Exercise goal: Check every line below for the word "memory" and copy the ones that have it.

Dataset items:
PR #775, opened 2025-07-20
fix: add redirect_uri decoded

Sianao:
### Definition of Ready

This PR introduces a redirect_uri decoding step (url.QueryUnescape) in the authorization request validation logic. 
Libraries such as [golang.org/x/oauth2](https://cs.opensource.google/go/x/oauth2/+/refs/tags/v0.30.0:oauth2.go;l=184) automatically encode the redirect_uri using url.Values.Encode(). This means the incoming URI is percent-encoded (e.g., https%3A%2F%2Fclient.example.com%2Fcallback), and the server must decode it before performing string comparisons.

- [x] I am happy with the code
- [x] Short description of the feature/issue is added in the pr description
- [x] PR is linked to the corresponding user story
- [x] Acceptance criteria are met
- [x] All open todos and follow ups are defined in a new ticket and justified
- [x] Deviations from the acceptance criteria and design are agreed with the PO and documented.
- [x] No debug or dead code
- [x] My code has no repetitions
- [x] Critical parts are tested automatically
- [x] Where possible E2E tests are implemented
- [x] Documentation/examples are up-to-date
- [x] All non-functional requirements are met
- [x] Functionality of the acceptance criteria is checked manually on the dev system.

PR #969, opened 2026-09-02
fix(op): stop double-decoding redirect_uri in authorization requests

### LINKED ISSUE #968: [Bug]: ValidateAuthReqRedirectURI double-decodes redirect_uri, rejecting registered URIs containing `+` or `%XX` (regression in v3.43.1)
## Summary

`op.ValidateAuthReqRedirectURI` (`pkg/op/auth_request.go:338`) runs `url.QueryUnescape` on `redirect_uri` before matching it against `client.RedirectURIs()`. The value it receives has already been percent-decoded by `r.ParseForm()` in `decodeRequest` (`pkg/op/server_http.go:511-524`). The second decode alters any registered redirect URI that contains a `+` or a `%XX` escape, so clients with such a URI are refused since v3.43.1. Present on `main` today.

## Where

- `pkg/op/server_http.go:203-215` — `authorizeHandler` calls `decodeRequest[oidc.AuthRequest](s.decoder, r, false)`.
- `pkg/op/server_http.go:511-524` — `decodeRequest` calls `r.ParseForm()` and decodes the struct from `r.Form`. This is the single correct decode; from here `authReq.RedirectURI` holds the URI exactly as the client registered it.
- `pkg/op/auth_request.go:336-364` — `ValidateAuthReqRedirectURI`. Line 338, `uri, err := url.QueryUnescape(uri)`, decodes a second time into a local shadow. `authReq.RedirectURI` is not modified, so the redirect eventually issued uses the once-decoded value while the match uses the twice-decoded one.
- `pkg/op/auth_request.go:314-334` — `checkURIAgainstRedirects`, `slices.Contains(client.RedirectURIs(), uri)`: exact match consuming the twice-decoded value.
- Both entry points are affected: `webServer.authorize` (`pkg/op/server_http.go:217-240`, `op.Server` path, line 234) and `ValidateAuthRequestClient` (`pkg/op/auth_request.go:260-278`, Provider path, line 264).

## Origin

#775 "fix: add redirect_uri decoded", merged 2025-08-04, released in v3.43.1. Its premise:

> Libraries such as golang.org/x/oauth2 automatically encode the redirect_uri using url.Values.Encode(). This means the incoming URI is percent-encoded (e.g., https%3A%2F%2Fclient.example.com%2Fcallback), and the server must decode it before performing string comparisons.

`url.Values.Encode()` is the wire encoding. `net/http` undoes it in `r.ParseForm()`, which `decodeRequest` calls before the struct decoder runs. By the time `ValidateAuthReqRedirectURI` sees the value it is `https://client.example.com/callback`, never `https%3A%2F%2F...`.

Checked against `golang.org/x/oauth2` itself: `Config.AuthCodeURL` does `v.Set("redirect_uri", c.RedirectURL)` and later `buf.WriteString(v.Encode())` (`oauth2.go:167` and `:183` at v0.36.0; `:168` and `:184` at v0.30.0, the version #775 links — its "line 184" is the `v.Encode()` write). `Set` stores `RedirectURL` verbatim; `oauth2.go` has never applied `QueryEscape` to it (checked at v0.1.0, v0.7.0, v0.13.0, v0.21.0, v0.30.0, v0.36.0). x/oauth2 percent-encodes `redirect_uri` exactly once, as every OAuth client must.

## Why the test added in #775 passes

`pkg/op/auth_request_test.go:733-740`, "code flow encoded redirect_uri should pass after unescaping", calls `op.ValidateAuthReqRedirectURI` directly with the literal string `"https%3A%2F%2Fregistered.com%2Fcallback"`. No HTTP request ever produces that string at that call site, because `ParseForm` has already decoded it. The test asserts the workaround against its own assumption instead of driving a request through the handler, so it cannot observe the double decode.

## Consequence

Not an authentication bypass and not an open redirect: the comparison is still an exact `slices.Contains` against the registered list, and the extra decode can only move the compared value away from what the client sent. The effect is false rejection of legitimately registered redirect URIs:

- Registered `http://localhost:9999/cb?a=b+c`. The client encodes once, so `ParseForm` yields `http://localhost:9999/cb?a=b+c`. `QueryUnescape` then turns `+` into a space: `http://localhost:9999/cb?a=b c`, which is not in `RedirectURIs()`.
- Any registered URI containing `%2F`, `%25`, `%3D`, … is decoded one level further and stops matching the same way.

Such clients worked before v3.43.1 and are refused after it.

## Reproduction

Measured against the bundled example server, which registers its `web` client with the comma-separated `REDIRECT_URI` env var (`example/server/main.go:34`, `example/server/config/config.go:36`) and mounts the authorization endpoint at `/auth` (`example/server/exampleop/op.go:159`).

Register one ordinary redirect URI and one containing a `+`, on the same client:

```sh
REDIRECT_URI='http://localhost:9999/plain,http://localhost:9999/cb?a=b+c' \
  go run github.com/zitadel/oidc/v3/example/server@v3.49.4
```

`--data-urlencode` encodes once, producing the same bytes `x/oauth2` would send:

```sh
# control — ordinary registered URI
curl -s -o /dev/null -w '%{http_code} %{redirect_url}\n' -G http://localhost:9998/auth \
  --data-urlencode 'client_id=web' --data-urlencode 'response_type=code' \
  --data-urlencode 'scope=openid' \
  --data-urlencode 'redirect_uri=http://localhost:9999/plain'

# subject — registered URI containing '+'
curl -s -w '%{http_code}\n' -G http://localhost:9998/auth \
  --data-urlencode 'client_id=web' --data-urlencode 'response_type=code' \
  --data-urlencode 'scope=openid' \
  --data-urlencode 'redirect_uri=http://localhost:9999/cb?a=b+c'
```

Observed on v3.49.4:

```
302 http://localhost:9998/login/username?authRequestID=cd38c024-acb4-4f75-8290-daa586227baf
400
```

The 400 body is `The requested redirect_uri is missing in the client configuration. …`, i.e. `checkURIAgainstRedirects` did not find the registered URI. Substituting a registered `http://localhost:9999/cb?p=a%2Fb` and requesting it gives the same 400.

Across versions, with only the `+` URI registered:

- v3.43.0 — `302 Found`, `Location: /login/username?authRequestID=…`
- v3.49.4 — `400 Bad Request`, the message above

Removing line 338 of `pkg/op/auth_request.go` restores the redirect.

## Proposed fix

Revert #775. If a regression test is wanted, drive it through `RegisterServer` / the HTTP handler with `httptest` so `ParseForm` participates; a direct call to `ValidateAuthReqRedirectURI` can only reproduce the assumption the existing test was written under.

ElectronicRU:
# Which Problems Are Solved

- Since v3.43.1, a client whose registered redirect URI contains a `+` or a `%XX` escape (for example `https://app.example/cb?p=a%2Fb`) is refused with `invalid_request` ("The requested redirect_uri is missing in the client configuration") even though it sends exactly the registered value.
- `ValidateAuthReqRedirectURI` calls `url.QueryUnescape` on a `redirect_uri` that `r.ParseForm` in `decodeRequest` has already decoded once. The second decode alters the value, and the exact `slices.Contains` match against `client.RedirectURIs()` fails.
- Both entry points are affected: `webServer.authorize` (`op.Server`) and `ValidateAuthRequestClient` (Provider).

# How the Problems Are Solved

- Removes the `url.QueryUnescape` call introduced by #775. Its premise, that `golang.org/x/oauth2` sends `redirect_uri` percent-encoded and the server must undo it, does not hold: `url.Values.Encode` is the wire encoding, `net/http` reverses it in `ParseForm`, and `Config.AuthCodeURL` sets the raw `RedirectURL` and encodes it once (no `QueryEscape` in any release from v0.1.0 to v0.36.0).
- Adds `Test_webServer_authorizeHandler_encodedRedirectURI`, which drives `authorizeHandler` over HTTP via `httptest` with a query built by `url.Values.Encode`, for a registered URI containing `%2F` and one containing `+`, and expects a 302 to the client login URL. The test in #775 called `ValidateAuthReqRedirectURI` directly, so `ParseForm` never ran and a double decode was unobservable; only an HTTP-level test can pin this down.

# Additional Changes

- `TestValidateAuthReqRedirectURI`: the #775 case is inverted. A percent-encoded literal must not match the registered URI, so re-adding a decode fails a test instead of passing one.
- `testClient.RedirectURIs()` gains the two encoded entries; `redirectingAuthorizer` implements `Authorize` so successful validation shows up as a redirect rather than an unimplemented-method error.
- The table loop in `TestValidateAuthReqRedirectURI` printed `err.Error()`, which panics on a nil error whenever a `wantErr: true` case wrongly succeeds. It now prints the error value.

# Additional Context

- Closes #968
- Reverts #775
- #968 holds the full analysis, per-version measurements and a curl reproduction against the example server.
- This is a false-rejection regression, not a security issue: the extra decode could only move the compared value away from what the client sent, never toward an unregistered URI.

### DIFF
--- a/pkg/op/auth_request.go
+++ b/pkg/op/auth_request.go
@@ -335,8 +335,7 @@ func checkURIAgainstRedirects(client Client, uri string) error {
 
 // ValidateAuthReqRedirectURI validates the passed redirect_uri and response_type to the registered uris and client type
 func ValidateAuthReqRedirectURI(client Client, uri string, responseType oidc.ResponseType) error {
-	uri, err := url.QueryUnescape(uri)
-	if uri == "" || err != nil {
+	if uri == "" {
 		return oidc.ErrInvalidRequestRedirectURI().WithDescription("The redirect_uri is missing in the request. " +
 			"Please ensure it is added to the request. If you have any questions, you may contact the administrator of the application.")
 	}
--- a/pkg/op/auth_request_test.go
+++ b/pkg/op/auth_request_test.go
@@ -731,19 +731,23 @@ func TestValidateAuthReqRedirectURI(t *testing.T) {
 			true,
 		},
 		{
-			"code flow encoded redirect_uri should pass after unescaping",
+			// A redirect_uri reaches this validator already decoded by
+			// r.ParseForm, so a percent-encoded literal denotes a
+			// different URI than the one registered and must not match.
+			// Guards against re-introducing a second decode here; see #968.
+			"code flow percent-encoded redirect_uri does not match",
 			args{
 				"https%3A%2F%2Fregistered.com%2Fcallback",
 				mock.NewClientWithConfig(t, []string{"https://registered.com/callback"}, op.ApplicationTypeWeb, nil, false),
 				oidc.ResponseTypeCode,
 			},
-			false,
+			true,
 		},
 	}
 	for _, tt := range tests {
 		t.Run(tt.name, func(t *testing.T) {
 			if err := op.ValidateAuthReqRedirectURI(tt.args.client, tt.args.uri, tt.args.responseType); (err != nil) != tt.wantErr {
-				t.Errorf("ValidateRedirectURI() error = %v, wantErr %v", err.Error(), tt.wantErr)
+				t.Errorf("ValidateRedirectURI() error = %v, wantErr %v", err, tt.wantErr)
 			}
 		})
 	}
--- a/pkg/op/server_http_test.go
+++ b/pkg/op/server_http_test.go
@@ -96,6 +96,9 @@ func (c *testClient) RedirectURIs() []string {
 		"http://registered.com/callback",
 		"http://localhost:9999/callback",
 		"custom://callback",
+		// Survive one percent-decode unchanged, but not two.
+		"https://registered.com/callback?p=a%2Fb",
+		"https://registered.com/callback?a=b+c",
 	}
 }
 
@@ -191,6 +194,17 @@ func (s *requestVerifier) VerifyClient(ctx context.Context, r *Request[ClientCre
 		return nil, oidc.ErrServerError()
 	}
 	return s.client, nil
+}
+
+// redirectingAuthorizer verifies like requestVerifier and then completes the
+// authorization request the way a real Server implementation would, so that a
+// test can tell successful validation apart from any error response.
+type redirectingAuthorizer struct {
+	requestVerifier
+}
+
+func (s *redirectingAuthorizer) Authorize(ctx context.Context, r *ClientRequest[oidc.AuthRequest]) (*Redirect, error) {
+	return NewRedirect(r.Client.LoginURL("authReqID")), nil
 }
 
 var testDecoder = func() *schema.Decoder {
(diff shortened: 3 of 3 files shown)


wim07101993 (approved):
Thank you for the contribution, will merge.

PR #971, opened 2026-09-05
feat(rp): limit HTTP response body size

jkroepke:
# Which Problems Are Solved

This PR limits the maximum size of HTTP response bodies before reading them into memory.

Previously, `io.ReadAll(resp.Body)` could read an unbounded response body. The response body is now wrapped with `io.LimitReader` using `MaxResponseBodySize`.

# How the Problems Are Solved

This reduces the risk of excessive memory usage caused by unexpectedly large HTTP responses which can lead into potential DoS attack.

# Additional Changes

N/A

# Additional Context

N/A


pkg/http/const.go
```diff
@@ -0,0 +1,6 @@
+package http
+
+const (
+	// MaxResponseBodySize HTTP responses are limited to 1 MiB.
+	MaxResponseBodySize = 1 << 20
```
wim07101993: Maybe make it a var, so that it is configurable. Most responses will never get to 1MiB so I don't seen anyone running into problems. But it is nice to have the option.

pkg/http/http.go
```diff
@@ -78,6 +78,10 @@ func HttpRequest(client *http.Client, req *http.Request, response any) error {
 		return &oidcErr
 	}
 
+	if len(body) > MaxResponseBodySize {
+		return fmt.Errorf("http response too large")
```
wim07101993: Can you make the error a package level sentinel?

wim07101993 (changes requested):
Hi, thank you for the contribution. Just a few small comments.

pkg/http/const.go
jkroepke: As global var?

wim07101993: I think that is the easiest. Otherwise we would have to change the contract of the function.

jkroepke: Done. `MaxResponseBodySize` is now an exported `int64` variable with a 1 MiB default, so callers can configure it without changing the `HttpRequest` API.

pkg/http/http.go
jkroepke: Done. Added package-level sentinel `ErrResponseBodyTooLarge` and return it when the configured response body limit is exceeded.

jkroepke:
Done, the commits was generated by Codex, thats why they remain unverified.

pkg/http/http.go
```diff
@@ -78,6 +78,10 @@ func HttpRequest(client *http.Client, req *http.Request, response any) error {
 		return &oidcErr
 	}
 
+	if int64(len(body)) > MaxResponseBodySize {
```
wim07101993, line 81: Shouldn't this check happen before the status check? Right now a call can fail with a json unmarshalling because of an incomplete json becaues the limitreader truncated half of the response

wim07101993 (commented):
Sorry, after going over it, I found one more thing.

pkg/http/http.go
jkroepke: I would not agree here.

If there is a 500 error with a response that is too large, it would be more helpful to see the truncated response than a generic "body too large" error.

The code already has a path for JSON unmarshalling failures and simply returns the truncated body as the error message.

wim07101993: fair

wim07101993 (approved):

PR #979, opened 2026-09-17
fix(op): stop double-escaping fragment response parameters

Mohil-Ahuja:
# Which Problems Are Solved

- When the authorization response is sent with `response_mode=fragment`, or as the implicit flow's default fragment, parameters are percent-encoded twice. A `state` of `PADTEST==` comes back as `PADTEST%253D%253D`, which decodes to `PADTEST%3D%3D` instead of the value the client sent, so clients that check `state` drop the response.

# How the Problems Are Solved

- `setFragment` assigned the already encoded output of `params.Encode()` to `url.URL.Fragment`, which is meant to hold the decoded fragment, so `String()` escaped it again. It now sets `RawFragment` to the encoded parameters and `Fragment` to their decoded form, so `String()` emits the encoded version once. This matches how `mergeQueryParams` writes `RawQuery` for query mode, which was not affected.

# Additional Changes

- Two cases in `TestAuthResponseURL` with values that need escaping (`=` padding, space, `/`, `&`), one for explicit fragment mode and one for the id token default. Both fail on `main` with the doubled `%25` and pass with the change. The existing fragment cases are unchanged.

# Additional Context

- Reported against ZITADEL in zitadel/zitadel#12645, which reproduces it with a base64 `state` on 4.17.1 and 4.16.0.


wim07101993 (approved):

wim07101993:
Thank you for the contribution. Will merge

PR #981, opened 2026-09-17
fix(op): escape the request id in the auth callback URL

Mohil-Ahuja:
# Which Problems Are Solved

- `AuthCallbackURL` builds the post-login redirect as `...authorize/callback?id=` + the request id, without escaping it. The callback handler reads the id back with `r.Form.Get("id")`, which decodes it. For a storage whose auth request ids are not plain alphanumerics (base64, URL-safe tokens, compound keys) the id comes back different: `+` turns into a space, `&` or `#` cut it short, and a `%` makes the URL fail to parse. The callback then cannot find the auth request. ZITADEL's own numeric ids are not affected.

# How the Problems Are Solved

- The id is passed through `url.QueryEscape` in both builders, `op.AuthCallbackURL` and `LegacyServer.AuthCallbackURL`.

# Additional Changes

- `TestAuthCallbackURL_EscapesRequestID` builds the callback URL through both builders with the id `a+b/c=d&e#f %`, parses it, and checks `Query().Get("id")` returns the id unchanged. Both cases fail on `main`.

# Additional Context

- Same family as #979 (fragment response parameters escaped twice): values placed into URLs by hand rather than through `url.URL` / `url.Values`.


wim07101993 (approved):

wim07101993:
Thank you for the contribution. Will merge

Output of the task:
This PR limits the maximum size of HTTP response bodies before reading them into memory.
This reduces the risk of excessive memory usage caused by unexpectedly large HTTP responses which can lead into potential DoS attack.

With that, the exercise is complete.